La coda elettorale relativa alle consultazioni amministrative con i relativi ballottaggi ha chiarito che il vero vincitore numerico e politico delle urne 2018 è la Lega. Il movimento cinque stelle deve abbassare la cresta e rassegnarsi al ruolo di sgabello di lusso per i piedi salviniani. I partner del centro-destra fanno tenerezza nel loro tentativo di accreditarsi una vittoria che rischia di segnare la loro fine. Il partito democratico continua una debacle di proporzioni e significati allarmanti.

Non è il caso di rispolverare “il destino cinico e baro” di saragattiana memoria, ma l’indirizzo politico imboccato dagli italiani ha qualcosa di inspiegabile e irrazionale. Non sono sicuro sia un voto dato solo sulle ali della paura (dell’immigrato, della delinquenza, del futuro, dell’Europa, degli Usa, un po’ di tutto). Temo sia la tardiva, riveduta e scorretta mela avvelenata del berlusconismo: garantiteci lo spazio per i nostri interessi, al resto ci pensiamo noi. Una sorta di riforma costituzionale: “l’Italia è una Repubblica fondata sul fare i cazzi propri”. Se è così bisogna ricominciare tutto daccapo. Forse è nata veramente la seconda repubblica e occorre una seconda resistenza.

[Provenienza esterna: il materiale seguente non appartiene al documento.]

PR #7890, opened 2020-07-24
Update procstat to support cgroup globs & include systemd unit children

DEvil0000:
* cgroups now support glob
* systemd_unit in combination with systemd_all will now report for all children and not just the main pid of the service
* in case cgroups or systemd_unit+all will return a group of pids they get tagged with their actual cgroup/service matched (cgroup_full)

### DIFF
--- a/plugins/inputs/procstat/procstat.go
+++ b/plugins/inputs/procstat/procstat.go
@@ -4,11 +4,11 @@ import (
 	"bytes"
 	"fmt"
 	"io/ioutil"
+	"os"
 	"os/exec"
 	"path/filepath"
 	"strconv"
 	"time"
-	"os"
 
 	"github.com/influxdata/telegraf"
 	"github.com/influxdata/telegraf/plugins/inputs"
@@ -32,7 +32,7 @@ type Procstat struct {
 	ProcessName string
 	User        string
 	SystemdUnit string
-	SystemdAll  bool `toml:"systemd_all"`
+	SystemdAll  bool   `toml:"systemd_all"`
 	CGroup      string `toml:"cgroup"`
 	PidTag      bool
 	WinService  string `toml:"win_service"`
@@ -388,7 +388,7 @@ func (p *Procstat) findPids() []PIDS_TAGS_ERR_GROUP {
 		return groups
 	} else {
 		pids, tags, err := p.SimpleFindPids(f)
-                pids_tags_err_groups = append(pids_tags_err_groups, PIDS_TAGS_ERR_GROUP{pids, tags, err})
+		pids_tags_err_groups = append(pids_tags_err_groups, PIDS_TAGS_ERR_GROUP{pids, tags, err})
 	}
 
 	return pids_tags_err_groups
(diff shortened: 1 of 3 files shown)


TelmoM:
Hi @sjwang90, is this update going to be merged soon?
Thank you

sjwang90:
Sorry for the delay - we'll get this reviewed.

plugins/inputs/procstat/procstat.go
```diff
@@ -92,7 +95,14 @@ func (_ *Procstat) Description() string {
 	return "Monitor process cpu and memory usage"
 }
 
+type PIDS_TAGS_ERR_GROUP struct {
```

L’opposizione deve essere prima e più etica che politica. Bisogna partire dai valori di fondo, dalle “coscienze” dal punto di vista personale e dai “ballatoi” sul piano sociale. Riscoprire cioè il significato della propria vita in senso comunitario e ritesserne i rapporti interpersonali. È inutile infatti discutere di immigrazione, se partiamo dall’idea che ognuno deve stare a casa propria curando i propri interessi. Non ci salteremo mai fuori e prevarrà comunque chi si muove politicamente nel pantano dell’egoismo e del razzismo.   È assurdo parlare di Europa quando ci si vuole barricare in casa. Già il quartiere è un’istituzione a rischio, figuriamoci l’Unione Europea. È pittoresco pensare alle tasse: paghiamo un minimo uguale per tutti, per il resto ognuno si arrangi come può. Non continuo perché mi viene il “magone”.

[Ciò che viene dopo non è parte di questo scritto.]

PR #7897, opened 2020-07-25
common/tls: Allow specifying SNI hostnames

### LINKED ISSUE #7598: Override IP address in http_response
### Proposal:
Add a config setting to the http_response input plugin to override the IP address, to use instead of the resolved hostname. Alternatively, add a way to override the hostname when giving an IP address to `urls`.

### Current behavior:
If I set `urls=["http://somehostname/"]`, telegraf will resolve that hostname in DNS and connect to that IP address. If there are multiple IP addresses, I guess it connects to an arbitrary one. I can't work around it with `urls=["http://192.0.2.42/"]` and overriding `inputs.http_response.headers.Host`, because then it would fail to verify SSL. Even with `insecure_skip_verify` it would fail because it wouldn't send the correct hostname in SNI.

### Desired behavior:
A new config setting lets me change the IP address the plugin connects to, so I can use the hostname in the URL but connect to another IP.

Alternatively, a new config setting lets me change the hostname used in the Host: header, the SSL SNI, and the SSL certificate verification, so I can use the IP address in the URL but everything else still behaves as if the URL had the hostname.

In either case, both the hostname and the IP address should be somewhere in the resulting tags, so that requests to same hostname but different IP, or viceversa, can be distinguished later.

### Use case: 
A hostname may point to multiple IP addresses corresponding to different servers. Or it may have both IPv4 and IPv6. Or it may use geodns to return a single IP out of multiple depending on the source's location, and a telegraf instance would always get the same one.

I want to send a request to all IP addresses individually, and collect the response_time for each, so I can know if there is a failure or increased latency for only one server, or for only IPv6.

antifuchs:
This PR adds a new configration field `sni_server_name` that allows specifying the server name that'll be sent in the ClientHello when telegraf makes an HTTP request to TLS servers. This allows checking against load balancers responding to specific hostnames that otherwise wouldn't resolve to their addresses, or other more complex TLS configurations.

Fixes #7598.

### Required for all PRs:

### DIFF
--- a/docs/TLS.md
+++ b/docs/TLS.md
@@ -18,6 +18,8 @@ For client TLS support we have the following options:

Una volta Renato, un caro e simpatico amico di mio padre, la fece grossa. Volle architettare una presa per i fondelli per tutti gli ospiti del palco al teatro Regio, che lui gestiva per conto di un gruppo di melomani danarosi e generosi, in particolare per le eleganti signore snob presenti ad una importante serata di gala. Comprò una pattona e la fece guarnire da un amico pasticciere in modo tale che sembrasse una perfetta e invitante torta inzuppata con tanto di crema e panna. Durante l’intervallo la scartò e nel retropalco la offrì ai presenti, che l’accolsero con esclamazioni di gradimento. La fece tagliare a fette da un chirurgo senza camice capitato nella serata sbagliata e cominciò a distribuirla su eleganti piattini con i relativi cucchiaini. Passarono pochi istanti, il tempo di assaggiare e si cominciò a sentire qualche signora che diceva all’amica: «Ma questa è pattona…». «Fammi assaggiare…, sì, questa è pattona…». Molti fecero finta di niente e mangiarono la pattona, altri la lasciarono nel piatto, chi conosceva bene Renato capì l’antifona e nel corridoio della quarta fila dei palchi si rise di gusto per tutta la serata…e anche per quelle successive.

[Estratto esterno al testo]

PR #7908, opened 2020-07-28
Fix for opentsdb output-plugin for NaN and Inf in float64 value

Aladex:
### Required for all PRs:

When in prometheus metrics we have a value with NaN or Inf, Telegraf cannot to send metrics in TSDB and write the error in stdout:

```
2020-07-28T08:42:32Z E! [agent] Error writing to outputs.opentsdb: Metric serialization error json: unsupported value: NaN
```

I fixed this error like in json serializer: https://github.com/influxdata/telegraf/blob/master/plugins/serializers/json/json.go#L61

### DIFF
--- a/plugins/outputs/opentsdb/opentsdb.go
+++ b/plugins/outputs/opentsdb/opentsdb.go
@@ -3,6 +3,7 @@ package opentsdb
 import (
 	"fmt"
 	"log"
+	"math"
 	"net"
 	"net/url"
 	"regexp"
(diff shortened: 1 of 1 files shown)


plugins/outputs/opentsdb/opentsdb.go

La metafora è presto spiegata: Salvini è il Renato di turno; Berlusconi è l’amico pasticciere; Beppe Grillo è il chirurgo che fa a fette l’Italia; gli italiani sono le signore che accolgono con entusiasmo l’apparente torta di crema e panna. Ci vorrà del tempo per accorgersi dell’inganno (quanto non lo so), nel frattempo si mangerà pattona facendo finta che sia una torta prelibata. In pochi avranno il coraggio di lasciarla nel piatto, i più smagati capiranno lo scherzo e magari rideranno amaramente. “Ma questa è pattona”, dicevano le eleganti signore. “Ma questo è fascismo”, dico io che non sono affatto elegante.